### EXERCISE:
State how many lines in the listing below contain the word "contextFor", and write nothing else.

### RECORDS SUPPLIED:
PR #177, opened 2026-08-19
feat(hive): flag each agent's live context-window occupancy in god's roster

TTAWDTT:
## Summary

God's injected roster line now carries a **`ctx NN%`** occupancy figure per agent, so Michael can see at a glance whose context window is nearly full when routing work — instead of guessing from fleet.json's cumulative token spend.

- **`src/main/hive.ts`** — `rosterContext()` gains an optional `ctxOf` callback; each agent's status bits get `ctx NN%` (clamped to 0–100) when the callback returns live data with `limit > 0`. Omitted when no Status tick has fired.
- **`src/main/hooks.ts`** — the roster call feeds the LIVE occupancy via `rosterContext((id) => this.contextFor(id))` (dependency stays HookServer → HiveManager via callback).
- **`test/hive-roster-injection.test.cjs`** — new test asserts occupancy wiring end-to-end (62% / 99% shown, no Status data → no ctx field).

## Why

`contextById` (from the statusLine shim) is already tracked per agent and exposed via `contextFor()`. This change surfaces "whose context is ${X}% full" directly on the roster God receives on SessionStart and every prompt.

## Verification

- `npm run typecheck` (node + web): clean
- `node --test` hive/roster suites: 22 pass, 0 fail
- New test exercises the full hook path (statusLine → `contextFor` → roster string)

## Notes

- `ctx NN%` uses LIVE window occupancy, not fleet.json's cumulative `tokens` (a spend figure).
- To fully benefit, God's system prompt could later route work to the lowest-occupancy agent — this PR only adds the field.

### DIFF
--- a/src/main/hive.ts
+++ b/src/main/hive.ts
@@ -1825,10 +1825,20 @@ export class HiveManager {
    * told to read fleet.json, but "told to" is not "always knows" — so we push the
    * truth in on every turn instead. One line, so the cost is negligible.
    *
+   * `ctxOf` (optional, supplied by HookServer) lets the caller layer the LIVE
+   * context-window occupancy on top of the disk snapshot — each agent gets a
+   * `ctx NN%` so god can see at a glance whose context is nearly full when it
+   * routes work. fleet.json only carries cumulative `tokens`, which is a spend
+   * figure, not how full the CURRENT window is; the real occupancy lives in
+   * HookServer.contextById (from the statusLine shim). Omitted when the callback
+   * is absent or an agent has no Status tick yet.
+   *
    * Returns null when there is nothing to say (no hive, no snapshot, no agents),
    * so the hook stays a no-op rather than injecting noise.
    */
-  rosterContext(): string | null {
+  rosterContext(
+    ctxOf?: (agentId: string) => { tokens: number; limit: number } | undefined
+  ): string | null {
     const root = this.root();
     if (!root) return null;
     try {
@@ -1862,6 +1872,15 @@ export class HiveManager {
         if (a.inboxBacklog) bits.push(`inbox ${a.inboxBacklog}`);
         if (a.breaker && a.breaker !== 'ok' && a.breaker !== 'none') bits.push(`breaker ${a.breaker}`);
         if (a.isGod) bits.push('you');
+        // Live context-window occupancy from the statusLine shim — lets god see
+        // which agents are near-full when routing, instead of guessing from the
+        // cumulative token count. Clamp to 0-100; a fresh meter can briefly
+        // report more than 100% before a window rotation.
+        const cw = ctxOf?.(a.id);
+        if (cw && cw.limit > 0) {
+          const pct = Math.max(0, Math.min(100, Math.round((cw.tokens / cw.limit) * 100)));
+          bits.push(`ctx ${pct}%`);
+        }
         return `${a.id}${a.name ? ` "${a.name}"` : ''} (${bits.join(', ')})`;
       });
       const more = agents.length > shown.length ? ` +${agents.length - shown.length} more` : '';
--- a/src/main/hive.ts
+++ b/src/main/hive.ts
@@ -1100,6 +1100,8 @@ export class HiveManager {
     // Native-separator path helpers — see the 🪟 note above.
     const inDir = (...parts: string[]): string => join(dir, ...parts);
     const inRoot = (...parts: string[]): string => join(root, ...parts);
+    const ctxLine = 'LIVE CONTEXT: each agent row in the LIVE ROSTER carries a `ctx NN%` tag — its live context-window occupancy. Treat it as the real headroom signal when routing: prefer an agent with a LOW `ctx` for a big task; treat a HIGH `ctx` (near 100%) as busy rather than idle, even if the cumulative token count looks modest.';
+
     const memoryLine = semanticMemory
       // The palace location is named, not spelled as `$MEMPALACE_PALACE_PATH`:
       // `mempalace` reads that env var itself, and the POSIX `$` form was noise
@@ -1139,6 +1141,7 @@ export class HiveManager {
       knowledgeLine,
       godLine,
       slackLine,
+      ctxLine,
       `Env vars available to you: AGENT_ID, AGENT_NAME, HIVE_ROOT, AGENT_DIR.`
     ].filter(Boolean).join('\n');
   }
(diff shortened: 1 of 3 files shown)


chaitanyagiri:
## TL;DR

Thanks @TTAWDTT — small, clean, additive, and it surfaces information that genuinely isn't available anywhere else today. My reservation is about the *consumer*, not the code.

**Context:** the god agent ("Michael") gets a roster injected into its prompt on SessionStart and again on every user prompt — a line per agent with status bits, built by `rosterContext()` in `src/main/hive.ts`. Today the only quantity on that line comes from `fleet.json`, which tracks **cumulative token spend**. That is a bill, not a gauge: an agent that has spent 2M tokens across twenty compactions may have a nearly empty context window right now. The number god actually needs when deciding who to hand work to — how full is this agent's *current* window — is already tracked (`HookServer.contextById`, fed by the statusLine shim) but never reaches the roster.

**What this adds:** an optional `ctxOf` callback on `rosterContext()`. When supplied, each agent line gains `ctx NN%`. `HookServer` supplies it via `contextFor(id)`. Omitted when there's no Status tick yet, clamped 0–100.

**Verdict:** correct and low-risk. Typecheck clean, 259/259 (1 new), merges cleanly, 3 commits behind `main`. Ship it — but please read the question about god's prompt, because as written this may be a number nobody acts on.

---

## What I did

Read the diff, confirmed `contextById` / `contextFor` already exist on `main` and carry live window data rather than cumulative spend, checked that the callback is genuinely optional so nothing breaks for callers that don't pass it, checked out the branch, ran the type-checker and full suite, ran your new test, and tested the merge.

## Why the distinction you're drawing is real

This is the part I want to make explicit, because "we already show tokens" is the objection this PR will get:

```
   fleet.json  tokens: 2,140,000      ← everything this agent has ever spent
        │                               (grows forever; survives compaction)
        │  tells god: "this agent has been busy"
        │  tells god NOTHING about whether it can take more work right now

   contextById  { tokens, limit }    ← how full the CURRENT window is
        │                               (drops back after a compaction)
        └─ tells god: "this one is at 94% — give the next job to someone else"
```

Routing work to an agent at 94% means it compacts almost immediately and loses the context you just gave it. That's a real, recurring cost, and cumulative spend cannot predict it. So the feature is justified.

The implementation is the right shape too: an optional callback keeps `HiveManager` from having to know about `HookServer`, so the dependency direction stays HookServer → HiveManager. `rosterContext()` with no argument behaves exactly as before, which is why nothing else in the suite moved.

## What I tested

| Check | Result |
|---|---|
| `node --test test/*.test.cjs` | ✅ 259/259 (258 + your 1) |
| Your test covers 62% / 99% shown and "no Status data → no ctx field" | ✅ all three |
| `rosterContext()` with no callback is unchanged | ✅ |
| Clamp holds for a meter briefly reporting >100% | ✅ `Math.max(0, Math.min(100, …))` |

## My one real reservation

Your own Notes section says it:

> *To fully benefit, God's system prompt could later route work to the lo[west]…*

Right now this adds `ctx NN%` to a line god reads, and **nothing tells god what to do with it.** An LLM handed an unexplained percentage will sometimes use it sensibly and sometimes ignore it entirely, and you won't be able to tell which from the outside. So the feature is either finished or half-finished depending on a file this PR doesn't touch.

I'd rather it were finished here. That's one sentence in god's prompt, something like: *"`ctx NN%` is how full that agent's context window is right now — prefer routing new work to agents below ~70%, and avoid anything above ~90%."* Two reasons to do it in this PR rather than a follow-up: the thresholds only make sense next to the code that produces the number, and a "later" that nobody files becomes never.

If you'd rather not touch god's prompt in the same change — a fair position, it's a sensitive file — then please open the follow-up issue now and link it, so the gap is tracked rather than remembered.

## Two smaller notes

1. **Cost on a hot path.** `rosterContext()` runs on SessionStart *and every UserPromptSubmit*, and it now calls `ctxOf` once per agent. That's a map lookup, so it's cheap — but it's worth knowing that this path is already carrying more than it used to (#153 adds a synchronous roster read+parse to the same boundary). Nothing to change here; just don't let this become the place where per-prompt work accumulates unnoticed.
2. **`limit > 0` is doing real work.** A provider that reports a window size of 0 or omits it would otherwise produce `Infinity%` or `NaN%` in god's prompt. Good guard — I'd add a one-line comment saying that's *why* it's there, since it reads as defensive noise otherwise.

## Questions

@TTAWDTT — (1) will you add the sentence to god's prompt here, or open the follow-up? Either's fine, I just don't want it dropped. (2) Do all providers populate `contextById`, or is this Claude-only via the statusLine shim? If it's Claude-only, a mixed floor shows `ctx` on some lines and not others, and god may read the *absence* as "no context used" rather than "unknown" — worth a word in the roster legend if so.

### EXERCISE RESPONSE:
5